Scan the records below for the word "filter" and give only the number of lines that hold it.

*** Opening RECORDS FOR PROCESSING ***

PR #1460, opened 2023-03-22
CLDC-2139 Show location details under scheme when inferred

natdeanlewissoftwire:
Shows an inferred location's postcode and name in grey under the scheme.

when inferred we show scheme in black and then location postcode and name in grey:
image

when not inferred we show postcode in black, and then LA and name in grey:
image

ticket: https://digital.dclg.gov.uk/jira/browse/CLDC-2139


app/models/form/question.rb
```diff
@@ -317,7 +317,7 @@ def evaluate_condition(condition, log)
   end
 
   def enabled_inferred_answers(inferred_answers, log)
-    inferred_answers.filter { |_key, value| value.all? { |condition_key, condition_value| log[condition_key] == condition_value } }
+    inferred_answers.filter { |_key, value| value.all? { |condition_key, condition_value| log.public_send(condition_key) == condition_value } }
```
natdeanlewissoftwire: needed so the inferred_answers can acccept log methods as well as attributes

kosiakkatrina: Would it work if we delegated the location name to the log? Wouldn't need to change any methods

natdeanlewissoftwire: I don't think so - it's the `:scheme_has_multiple_locations?` method that I need the public send for

app/models/form/lettings/questions/scheme_id.rb
```diff
@@ -9,6 +9,11 @@ def initialize(_id, hsh, page)
     @guidance_position = GuidancePosition::BOTTOM
     @guidance_partial = "scheme_selection"
     @question_number = 9
+    @inferred_answers = {
+      "location.name": {
+        "scheme_has_multiple_locations?": false,
+      },
+    }
```
arfacamble, line 16: I haven't used this before. I assume it means that if the scheme does not have multiple locations, then we infer the location when the scheme is selected.
I assume this is so that we can clear inferred answers if this is cleared?

app/models/form/lettings/questions/scheme_id.rb
```diff
@@ -41,6 +46,10 @@ def hidden_in_check_answers?(lettings_log, _current_user = nil)
     !supported_housing_selected?(lettings_log)
   end
 
+  def get_extra_check_answer_value(lettings_log)
+    lettings_log.form.get_question("postcode_full", nil).label_from_value(lettings_log.postcode_full) unless lettings_log.scheme_has_multiple_locations?
+  end
```
arfacamble, line 51: given the content of this method seems to be specific to postcode, I feel like the name of the method could be specific also. perhaps `get_postcode_if_inferable` / `get_postcode_if_inferred`

app/models/form/question.rb
arfacamble: I feel pretty strongly that we shouldn't have nested one line code blocks, I think this should be spread across multiple lines.

I also don't know how these inferred answers things work, their form or what they're for exactly, so it would be good to rename `|_key, value|` with something a little more descriptive.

*** Closing RECORDS FOR PROCESSING ***

*THE ANSWER*. 2